Saved entries:

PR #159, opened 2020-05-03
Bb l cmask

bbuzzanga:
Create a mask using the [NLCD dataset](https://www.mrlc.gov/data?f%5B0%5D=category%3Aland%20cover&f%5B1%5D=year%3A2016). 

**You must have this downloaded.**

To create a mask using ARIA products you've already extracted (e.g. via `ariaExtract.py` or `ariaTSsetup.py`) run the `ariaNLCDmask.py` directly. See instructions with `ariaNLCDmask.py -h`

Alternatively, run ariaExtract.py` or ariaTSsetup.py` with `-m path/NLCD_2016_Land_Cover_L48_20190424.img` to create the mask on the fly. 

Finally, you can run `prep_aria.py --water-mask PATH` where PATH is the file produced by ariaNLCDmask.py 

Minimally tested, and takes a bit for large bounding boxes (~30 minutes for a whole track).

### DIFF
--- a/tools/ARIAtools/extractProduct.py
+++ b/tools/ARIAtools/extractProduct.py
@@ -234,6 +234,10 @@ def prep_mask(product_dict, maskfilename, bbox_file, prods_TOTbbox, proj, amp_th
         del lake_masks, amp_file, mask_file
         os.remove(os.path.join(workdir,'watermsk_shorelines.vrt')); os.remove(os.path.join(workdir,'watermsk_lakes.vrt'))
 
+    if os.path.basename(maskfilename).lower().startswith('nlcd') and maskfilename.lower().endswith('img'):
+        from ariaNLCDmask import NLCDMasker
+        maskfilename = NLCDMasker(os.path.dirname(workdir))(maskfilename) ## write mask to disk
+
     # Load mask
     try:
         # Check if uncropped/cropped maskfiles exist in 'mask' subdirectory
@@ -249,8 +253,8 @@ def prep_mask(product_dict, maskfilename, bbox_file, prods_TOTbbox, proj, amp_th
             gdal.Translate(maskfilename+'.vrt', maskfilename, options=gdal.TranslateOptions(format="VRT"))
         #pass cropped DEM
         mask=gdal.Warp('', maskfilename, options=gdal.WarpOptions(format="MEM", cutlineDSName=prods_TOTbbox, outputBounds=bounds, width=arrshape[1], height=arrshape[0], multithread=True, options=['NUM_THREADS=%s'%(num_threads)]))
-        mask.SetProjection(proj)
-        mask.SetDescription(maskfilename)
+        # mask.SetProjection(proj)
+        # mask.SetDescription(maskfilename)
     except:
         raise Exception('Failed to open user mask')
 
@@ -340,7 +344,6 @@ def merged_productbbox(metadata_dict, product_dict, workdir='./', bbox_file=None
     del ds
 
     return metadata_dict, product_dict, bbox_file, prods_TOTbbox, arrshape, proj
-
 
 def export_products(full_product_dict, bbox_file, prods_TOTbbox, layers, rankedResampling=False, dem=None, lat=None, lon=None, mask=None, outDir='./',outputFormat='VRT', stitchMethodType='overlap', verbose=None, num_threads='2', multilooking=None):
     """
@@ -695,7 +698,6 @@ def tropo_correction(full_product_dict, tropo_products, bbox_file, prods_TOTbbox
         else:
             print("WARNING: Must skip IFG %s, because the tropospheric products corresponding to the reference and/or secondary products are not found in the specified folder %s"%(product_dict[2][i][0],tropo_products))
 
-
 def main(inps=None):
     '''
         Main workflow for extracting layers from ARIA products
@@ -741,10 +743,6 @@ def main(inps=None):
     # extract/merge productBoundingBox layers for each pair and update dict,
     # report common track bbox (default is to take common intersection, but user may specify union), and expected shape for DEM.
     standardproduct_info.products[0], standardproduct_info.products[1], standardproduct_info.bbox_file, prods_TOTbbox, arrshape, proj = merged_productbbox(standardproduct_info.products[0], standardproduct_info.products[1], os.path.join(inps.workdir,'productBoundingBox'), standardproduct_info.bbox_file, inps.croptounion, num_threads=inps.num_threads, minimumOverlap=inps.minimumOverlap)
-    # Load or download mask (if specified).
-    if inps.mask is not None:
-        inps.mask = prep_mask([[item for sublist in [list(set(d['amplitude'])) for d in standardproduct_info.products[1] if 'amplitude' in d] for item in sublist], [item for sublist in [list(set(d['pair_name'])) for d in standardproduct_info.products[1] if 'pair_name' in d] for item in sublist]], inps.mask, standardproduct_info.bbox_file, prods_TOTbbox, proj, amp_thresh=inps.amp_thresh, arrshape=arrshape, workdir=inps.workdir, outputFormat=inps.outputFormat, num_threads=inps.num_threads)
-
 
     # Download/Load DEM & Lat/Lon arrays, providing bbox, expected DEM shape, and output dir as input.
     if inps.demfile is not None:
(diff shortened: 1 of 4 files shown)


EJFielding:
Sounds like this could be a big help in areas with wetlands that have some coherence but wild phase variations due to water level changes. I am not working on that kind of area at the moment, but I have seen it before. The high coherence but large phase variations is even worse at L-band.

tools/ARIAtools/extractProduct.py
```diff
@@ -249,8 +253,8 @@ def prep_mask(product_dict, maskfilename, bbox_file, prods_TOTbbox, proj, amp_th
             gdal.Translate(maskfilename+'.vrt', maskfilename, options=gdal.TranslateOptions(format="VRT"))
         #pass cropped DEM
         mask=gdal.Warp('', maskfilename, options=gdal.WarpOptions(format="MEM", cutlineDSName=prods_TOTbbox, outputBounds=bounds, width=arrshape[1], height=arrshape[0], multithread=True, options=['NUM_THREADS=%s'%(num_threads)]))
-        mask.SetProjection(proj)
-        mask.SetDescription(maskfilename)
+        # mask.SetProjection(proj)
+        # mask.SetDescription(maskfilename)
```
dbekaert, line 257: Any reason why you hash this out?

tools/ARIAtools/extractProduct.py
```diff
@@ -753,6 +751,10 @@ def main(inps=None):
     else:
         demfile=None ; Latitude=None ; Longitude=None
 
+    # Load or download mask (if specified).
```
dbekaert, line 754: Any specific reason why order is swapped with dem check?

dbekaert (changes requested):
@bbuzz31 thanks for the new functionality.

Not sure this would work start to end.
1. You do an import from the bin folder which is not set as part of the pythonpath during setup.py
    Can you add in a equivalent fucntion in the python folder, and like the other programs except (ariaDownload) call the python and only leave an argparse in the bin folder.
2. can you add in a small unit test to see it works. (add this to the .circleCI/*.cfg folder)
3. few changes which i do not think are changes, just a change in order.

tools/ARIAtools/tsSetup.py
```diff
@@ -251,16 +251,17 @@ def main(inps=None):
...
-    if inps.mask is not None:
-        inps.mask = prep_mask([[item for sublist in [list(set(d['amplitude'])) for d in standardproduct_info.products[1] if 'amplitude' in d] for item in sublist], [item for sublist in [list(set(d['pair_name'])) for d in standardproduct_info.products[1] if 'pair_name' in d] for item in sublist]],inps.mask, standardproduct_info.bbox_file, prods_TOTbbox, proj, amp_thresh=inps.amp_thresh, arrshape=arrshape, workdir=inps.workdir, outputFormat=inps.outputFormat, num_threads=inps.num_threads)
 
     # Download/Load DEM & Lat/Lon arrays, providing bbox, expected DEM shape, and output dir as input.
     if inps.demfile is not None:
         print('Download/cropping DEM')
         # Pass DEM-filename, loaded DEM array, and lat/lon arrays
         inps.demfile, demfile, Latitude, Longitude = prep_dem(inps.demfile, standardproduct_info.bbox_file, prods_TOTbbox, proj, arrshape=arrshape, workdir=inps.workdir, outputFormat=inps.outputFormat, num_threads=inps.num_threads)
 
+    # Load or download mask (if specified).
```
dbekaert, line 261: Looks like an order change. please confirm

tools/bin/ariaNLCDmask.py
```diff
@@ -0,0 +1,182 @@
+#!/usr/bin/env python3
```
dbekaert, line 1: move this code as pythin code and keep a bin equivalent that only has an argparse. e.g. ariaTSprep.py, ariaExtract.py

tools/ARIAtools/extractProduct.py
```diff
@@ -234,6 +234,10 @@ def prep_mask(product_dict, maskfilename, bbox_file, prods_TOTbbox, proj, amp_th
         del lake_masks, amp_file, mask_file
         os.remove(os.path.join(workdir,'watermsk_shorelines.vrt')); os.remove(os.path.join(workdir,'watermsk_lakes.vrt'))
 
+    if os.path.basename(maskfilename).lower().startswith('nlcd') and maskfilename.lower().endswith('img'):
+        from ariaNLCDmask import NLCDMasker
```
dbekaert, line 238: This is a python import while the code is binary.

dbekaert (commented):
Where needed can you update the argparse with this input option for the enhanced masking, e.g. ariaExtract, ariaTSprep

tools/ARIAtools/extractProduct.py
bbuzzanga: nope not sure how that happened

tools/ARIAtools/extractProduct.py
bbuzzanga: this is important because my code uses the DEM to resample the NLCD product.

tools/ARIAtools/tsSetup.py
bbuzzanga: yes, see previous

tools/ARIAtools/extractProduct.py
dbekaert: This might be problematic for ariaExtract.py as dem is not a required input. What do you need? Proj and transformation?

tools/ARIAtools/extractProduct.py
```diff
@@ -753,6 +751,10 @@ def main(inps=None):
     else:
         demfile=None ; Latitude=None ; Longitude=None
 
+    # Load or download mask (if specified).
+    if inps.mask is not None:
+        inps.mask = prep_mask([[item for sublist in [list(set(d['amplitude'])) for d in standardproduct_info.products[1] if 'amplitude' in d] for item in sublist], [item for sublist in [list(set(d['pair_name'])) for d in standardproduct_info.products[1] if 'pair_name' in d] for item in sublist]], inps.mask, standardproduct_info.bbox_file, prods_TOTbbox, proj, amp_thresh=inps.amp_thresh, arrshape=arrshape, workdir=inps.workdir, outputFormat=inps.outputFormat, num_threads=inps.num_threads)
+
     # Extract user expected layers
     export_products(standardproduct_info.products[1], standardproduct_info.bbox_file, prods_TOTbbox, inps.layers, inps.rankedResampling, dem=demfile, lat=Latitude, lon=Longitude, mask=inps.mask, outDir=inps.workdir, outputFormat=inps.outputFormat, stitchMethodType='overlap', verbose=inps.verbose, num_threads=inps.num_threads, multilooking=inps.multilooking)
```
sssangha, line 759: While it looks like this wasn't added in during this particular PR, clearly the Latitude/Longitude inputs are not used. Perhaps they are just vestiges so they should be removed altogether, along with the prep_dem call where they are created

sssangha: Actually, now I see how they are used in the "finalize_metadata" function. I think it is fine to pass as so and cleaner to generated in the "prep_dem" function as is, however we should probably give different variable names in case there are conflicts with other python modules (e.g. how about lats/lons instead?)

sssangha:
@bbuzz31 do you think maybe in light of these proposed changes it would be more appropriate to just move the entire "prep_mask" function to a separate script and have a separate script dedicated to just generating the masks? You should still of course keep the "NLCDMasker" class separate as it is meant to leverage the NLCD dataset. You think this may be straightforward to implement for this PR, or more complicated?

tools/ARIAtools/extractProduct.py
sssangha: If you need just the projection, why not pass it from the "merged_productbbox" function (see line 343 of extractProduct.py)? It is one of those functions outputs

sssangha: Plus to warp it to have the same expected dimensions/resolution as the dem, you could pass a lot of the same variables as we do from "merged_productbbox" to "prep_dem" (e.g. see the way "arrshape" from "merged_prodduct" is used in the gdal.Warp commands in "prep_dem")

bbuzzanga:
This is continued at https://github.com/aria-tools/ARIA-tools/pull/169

The task:
Would you copy out each line of the records above where the word "ariaTSprep" occurs?

Completed exercise:
dbekaert, line 1: move this code as pythin code and keep a bin equivalent that only has an argparse. e.g. ariaTSprep.py, ariaExtract.py
Where needed can you update the argparse with this input option for the enhanced masking, e.g. ariaExtract, ariaTSprep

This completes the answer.